Monomania, as defined by the American Heritage Dictionary, is the pathological obsession with one subject or idea. In Herman Melville’s novel Moby Dick, an obsession causes monomania in its main character. Through his actions, words, thoughts, and what others think about him, Captain Ahab is truly monomaniacal.
Ahab is monomaniacal through his words and thoughts. “Talk not to me of blasphemy,man; I’d strike the sun if it insulted me.” This shows Ahab’s madness because only he would have the nerve to say that no matter who it is, great or small, he would stand up to them; this includes Moby Dick. Ahab often smokes a pipe, but he realizes something and says “What business have I with this pipe? This thing that is meant for sereneness, to send up mild white vapors among mild white hairs, not among torn iron-grey locks like mine. I’ll smoke no more.” He admits that he is not a peaceful man, which is quite monomaniacal. Another event that shows Ahab’s monomania is when he talks directly to a dead whale’s head, saying “
Speak, thou vast and venerable head, mighty head and tell us the secret thing that is in thee…O head! thou hast seen enough to split the planets and make an infidel of Abraham, and not one syllable is thine!” His obsession leads him to even say that he will pay someone to kill Moby Dick just for the sake of revenge. “Whosoever of ye raises me that same white whale, he shall have this gold ounce, my boys!” When Ahab finally meets Moby Dick, his monomania hits its high point as his last words before his death are “Sink all coffins and hearses to one common pool! And since neither can be mine, let me then tow to pieces, while still chasing thee, though tied to thee, thou damned whale! Thus, I give up the spear!”

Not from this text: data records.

PR #5556, opened 2025-06-20
Move MockGoldWalkerElements

PDoakORNL:
## Proposed changes

Moved the integration testing class MockGoldWalkerElements from `src/Estimators/Tests` to `src/Utilities/for_integration_testing` and they are now available as a target. I'm looking into shifting all the minimal pools here as well.

I plan to do some better documentation of how to get integration tests written with less pain after that.

- New feature
- Other (please describe):

- No

sdgx2
## Checklist

* * [ ] This PR is up to date with the current state of 'develop'


ye-luo (changes requested):
Utilities are for small classes with independent functionality and thus can be placed at the bottom of the target dependency chain. They are usually not physics related. Anything under `Utilities` should not depends on any classes beyond classes inside Utilities. Thus it should not depend on classes from `Particle`, `QMCWaveFunctions` and `QMCHamiltonians`.

To find a location for integration tests, we need to first choose what level of integration. If MockGoldWalkerElements involves integration up to Hamiltonian, it should be placed under `QMCHamiltonians` and then the consumers can be at `Estimators`, `QMCDrivers` and `QMCApps`. Overall, I expect `for_integration_testing` to be distributed across the cmake target or folder hierarchy serving different kinds of integration.

src/integration_testing/CMakeLists.txt
```diff
@@ -0,0 +1,13 @@
+#//////////////////////////////////////////////////////////////////////////////////////
+#// This file is distributed under the University of Illinois/NCSA Open Source License.
+#// See LICENSE file in top directory for details.
+#//
+#// Copyright (c) 2025 QMCPACK developers.
+#//
+#// File developed by: Peter Doak, doakpw@ornl.gov, Oak Ridge National Laboratory
+#//////////////////////////////////////////////////////////////////////////////////////
+
+add_library(integration_testing MockGoldWalkerElements.cpp)
```
ye-luo: Could you document what level of integration this CMake target serves?

src/integration_testing/CMakeLists.txt
```diff
@@ -0,0 +1,13 @@
...
+target_include_directories(integration_testing PUBLIC "${CMAKE_CURRENT_SOURCE_DIR}")
+target_link_libraries(integration_testing PUBLIC minimal_testing_pools qmcparticle qmcwfs message)
```
ye-luo: missing qmcham

src/integration_testing/CMakeLists.txt
PDoakORNL: I've tried to clarify this a good bit. I've also change the targets name as a result.

src/integration_testing/CMakeLists.txt
PDoakORNL: done

ye-luo (approved):
I'm OK with the current way.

Captain Ahab is not only monomaniacal through his words, but through his actions, also. In one incident, Ahab holds Starbuck at gunpoint just because he asked if he could have a crew of men fix a leak. Is that not an action of a madman? Ahab also breaks the ship’s compass at one point in the story so that the crew learns how the ship moves. He also refuses to recognize the warnings that are presented during gams; he dismisses them without any thought or hesitation because his obsession makes him blind to the reality and stupidity of the search for Moby Dick. Ahab also has no respect for his fellow sailors, as he has manipulated them quite often. Everyone on the Pequod, especially Ishmael, thought that they were going on a normal whaling voyage, not a suicidal chase for a deadly white whale.
If someone is to be called monomaniacal, not only one point of view can confirm that. The thoughts of fellows crew members on the Pequod often comment on how they feel about Ahab. Ishmael describes Ahab as being “A grand, ungodly, god-like man, Captain Ahab; doesn’t speak much;Ahab’s been in colleges, as well as among the cannibals; been used to deeper wonders than the waves; fixed his fiery lance in mightier, stranger foes than whales.” Queeqeug gives his two cents worth when he says “
More than once did he put forth the faint blossom of a look, which, in any other man, would have soon flowered out in a smile.” Obviously, Ahab did not like to smile, which is something that happy people do. Finally, Stubb comments that “The sea had jeeringly kept his finite body up, but drowned the infinite of his soul.” He says that Ahab has wasted his soul in pursuit of Moby Dick, and that if it was not for the sea and the white whale, Ahab would not be monomaniacal.
Ahab is monomaniacal through what he says, what he does, and what other think of him. He not only manipulates his fellow sailors, he also acts like a madman because of his obsession with the pursuit of Moby Dick. Captain Ahab is seemingly monomaniacal despite what he thinks of himself.